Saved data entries
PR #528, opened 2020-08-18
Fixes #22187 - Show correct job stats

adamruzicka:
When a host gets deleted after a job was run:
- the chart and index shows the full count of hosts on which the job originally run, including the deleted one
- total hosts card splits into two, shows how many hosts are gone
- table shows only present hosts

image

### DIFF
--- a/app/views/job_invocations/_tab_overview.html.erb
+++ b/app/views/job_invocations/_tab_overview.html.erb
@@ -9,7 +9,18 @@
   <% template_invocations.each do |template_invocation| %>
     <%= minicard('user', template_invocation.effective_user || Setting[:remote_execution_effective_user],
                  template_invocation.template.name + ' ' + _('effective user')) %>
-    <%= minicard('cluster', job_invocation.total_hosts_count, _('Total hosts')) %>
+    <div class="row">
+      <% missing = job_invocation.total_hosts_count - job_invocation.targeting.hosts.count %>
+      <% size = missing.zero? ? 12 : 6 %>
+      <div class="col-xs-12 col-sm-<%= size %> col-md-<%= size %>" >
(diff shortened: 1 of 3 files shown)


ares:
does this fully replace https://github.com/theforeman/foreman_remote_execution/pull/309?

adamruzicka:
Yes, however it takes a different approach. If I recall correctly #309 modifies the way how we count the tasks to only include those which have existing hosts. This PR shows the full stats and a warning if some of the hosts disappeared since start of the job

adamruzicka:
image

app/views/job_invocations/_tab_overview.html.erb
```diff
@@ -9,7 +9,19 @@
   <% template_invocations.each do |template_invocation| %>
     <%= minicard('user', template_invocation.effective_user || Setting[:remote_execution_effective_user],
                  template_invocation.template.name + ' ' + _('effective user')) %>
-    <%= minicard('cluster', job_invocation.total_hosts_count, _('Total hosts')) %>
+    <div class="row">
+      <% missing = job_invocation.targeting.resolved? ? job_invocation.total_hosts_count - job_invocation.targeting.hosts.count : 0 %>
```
---
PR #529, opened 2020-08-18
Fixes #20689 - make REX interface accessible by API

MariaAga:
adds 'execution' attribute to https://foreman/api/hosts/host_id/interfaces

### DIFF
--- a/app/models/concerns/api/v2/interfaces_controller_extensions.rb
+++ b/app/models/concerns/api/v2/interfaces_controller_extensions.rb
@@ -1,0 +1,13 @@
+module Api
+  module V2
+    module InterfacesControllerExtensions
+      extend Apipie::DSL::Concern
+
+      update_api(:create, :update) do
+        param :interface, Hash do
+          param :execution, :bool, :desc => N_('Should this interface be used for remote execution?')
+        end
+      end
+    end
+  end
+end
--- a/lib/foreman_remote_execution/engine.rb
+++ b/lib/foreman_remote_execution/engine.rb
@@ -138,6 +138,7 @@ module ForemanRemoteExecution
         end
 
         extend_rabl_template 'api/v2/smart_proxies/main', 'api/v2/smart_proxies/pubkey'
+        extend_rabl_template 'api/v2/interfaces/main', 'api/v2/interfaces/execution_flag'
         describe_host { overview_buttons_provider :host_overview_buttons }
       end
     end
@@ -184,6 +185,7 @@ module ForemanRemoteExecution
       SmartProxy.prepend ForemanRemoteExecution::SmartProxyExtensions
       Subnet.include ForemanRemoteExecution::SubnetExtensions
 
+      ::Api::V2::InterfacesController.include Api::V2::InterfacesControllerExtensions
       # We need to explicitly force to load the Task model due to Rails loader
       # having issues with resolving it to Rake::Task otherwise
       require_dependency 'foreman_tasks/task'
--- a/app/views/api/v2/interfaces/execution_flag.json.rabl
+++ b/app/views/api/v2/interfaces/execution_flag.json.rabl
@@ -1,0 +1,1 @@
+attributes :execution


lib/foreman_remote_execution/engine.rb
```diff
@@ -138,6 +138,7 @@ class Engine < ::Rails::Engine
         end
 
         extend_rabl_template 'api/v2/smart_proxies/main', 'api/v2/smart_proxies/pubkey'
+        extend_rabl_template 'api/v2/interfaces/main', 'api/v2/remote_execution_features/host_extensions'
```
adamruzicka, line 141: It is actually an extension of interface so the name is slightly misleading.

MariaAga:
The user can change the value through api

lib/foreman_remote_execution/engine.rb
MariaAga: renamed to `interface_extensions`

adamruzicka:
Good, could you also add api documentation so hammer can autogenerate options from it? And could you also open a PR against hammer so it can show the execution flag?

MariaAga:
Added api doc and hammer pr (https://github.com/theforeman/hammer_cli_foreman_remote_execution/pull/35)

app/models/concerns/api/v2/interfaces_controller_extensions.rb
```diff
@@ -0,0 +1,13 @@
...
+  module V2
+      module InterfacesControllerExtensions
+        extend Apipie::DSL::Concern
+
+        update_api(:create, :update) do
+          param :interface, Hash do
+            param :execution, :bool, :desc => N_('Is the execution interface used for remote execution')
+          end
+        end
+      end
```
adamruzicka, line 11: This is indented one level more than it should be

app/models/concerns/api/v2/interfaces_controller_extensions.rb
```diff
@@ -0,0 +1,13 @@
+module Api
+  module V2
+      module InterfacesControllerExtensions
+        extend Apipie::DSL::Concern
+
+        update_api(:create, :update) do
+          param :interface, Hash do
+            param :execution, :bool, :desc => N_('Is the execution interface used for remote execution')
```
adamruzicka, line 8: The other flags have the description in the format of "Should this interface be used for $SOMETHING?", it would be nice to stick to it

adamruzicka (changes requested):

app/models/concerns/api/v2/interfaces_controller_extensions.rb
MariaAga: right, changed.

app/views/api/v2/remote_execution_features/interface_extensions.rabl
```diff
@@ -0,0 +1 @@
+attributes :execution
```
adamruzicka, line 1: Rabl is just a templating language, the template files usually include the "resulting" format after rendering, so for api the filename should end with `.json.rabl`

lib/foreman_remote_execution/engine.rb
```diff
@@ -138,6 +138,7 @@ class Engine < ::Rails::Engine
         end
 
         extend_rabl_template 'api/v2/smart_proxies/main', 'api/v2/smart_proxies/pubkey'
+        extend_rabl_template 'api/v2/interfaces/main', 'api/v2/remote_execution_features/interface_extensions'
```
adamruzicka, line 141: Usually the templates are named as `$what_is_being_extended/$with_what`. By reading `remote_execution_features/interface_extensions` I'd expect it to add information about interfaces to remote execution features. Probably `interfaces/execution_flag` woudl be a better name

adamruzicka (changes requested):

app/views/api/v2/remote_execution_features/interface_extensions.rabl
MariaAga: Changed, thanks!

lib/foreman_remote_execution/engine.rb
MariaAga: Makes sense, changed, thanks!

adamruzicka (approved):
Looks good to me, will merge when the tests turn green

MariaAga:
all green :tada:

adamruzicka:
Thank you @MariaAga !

## Work order
Would you copy out exactly the lines above that start at the one containing "PR #528, opened 2020-08-18" and end at the one containing "--- a/app/views/job_invocations/_tab_overview.html.erb", inclusive?

## Task result
PR #528, opened 2020-08-18
Fixes #22187 - Show correct job stats

adamruzicka:
When a host gets deleted after a job was run:
- the chart and index shows the full count of hosts on which the job originally run, including the deleted one
- total hosts card splits into two, shows how many hosts are gone
- table shows only present hosts

image

### DIFF
--- a/app/views/job_invocations/_tab_overview.html.erb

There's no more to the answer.